──────── Source material ────────
PR #68, opened 2017-12-29
fill out multibase table and treat multibases as symbols

Stebalien:
This extends the concept of multicodecs to general symbolic (text) strings, not just byte strings.

replaces #59

@diasdavid I've changed multibase prefixes to be "symbolic". Thoughts?

TODO: Deprecate 0x55 or 0x0? Having both is a bit annoying. They both mean "raw
binary data".

### DIFF
--- a/table.csv
+++ b/table.csv
@@ -4,17 +4,27 @@ miscellaneous,,
 raw,                raw binary,               0x55
 
 bases encodings,,
-base1,              unary,                    0x01
-base2,              binary (0 and 1),         0x00
-base8,              octal,                    0x07
-base10,             decimal,                  0x09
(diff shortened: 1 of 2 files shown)


table.csv
```diff
@@ -35,6 +45,7 @@ multiaddr,          ,                         0x32
 multibase,          ,                         0x33
 
 multihashes,,
+identity,           raw binary,               0x0
```
diasdavid: Didn't we have a code for this one already?

Stebalien: We defined it [here](https://github.com/multiformats/multihash/blob/master/hashtable.csv) but never added that definition here.

Stebalien:
:steam_locomotive:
────────
Work to complete: Give back, word for word, the lines from the one with "replaces #59" through the last line of the entries, both included, and no other line.

Solution to the exercise:
replaces #59

@diasdavid I've changed multibase prefixes to be "symbolic". Thoughts?

TODO: Deprecate 0x55 or 0x0? Having both is a bit annoying. They both mean "raw
binary data".

### DIFF
--- a/table.csv
+++ b/table.csv
@@ -4,17 +4,27 @@ miscellaneous,,
 raw,                raw binary,               0x55
 
 bases encodings,,
-base1,              unary,                    0x01
-base2,              binary (0 and 1),         0x00
-base8,              octal,                    0x07
-base10,             decimal,                  0x09
(diff shortened: 1 of 2 files shown)


table.csv
```diff
@@ -35,6 +45,7 @@ multiaddr,          ,                         0x32
 multibase,          ,                         0x33
 
 multihashes,,
+identity,           raw binary,               0x0
```
diasdavid: Didn't we have a code for this one already?

Stebalien: We defined it [here](https://github.com/multiformats/multihash/blob/master/hashtable.csv) but never added that definition here.

Stebalien:
:steam_locomotive:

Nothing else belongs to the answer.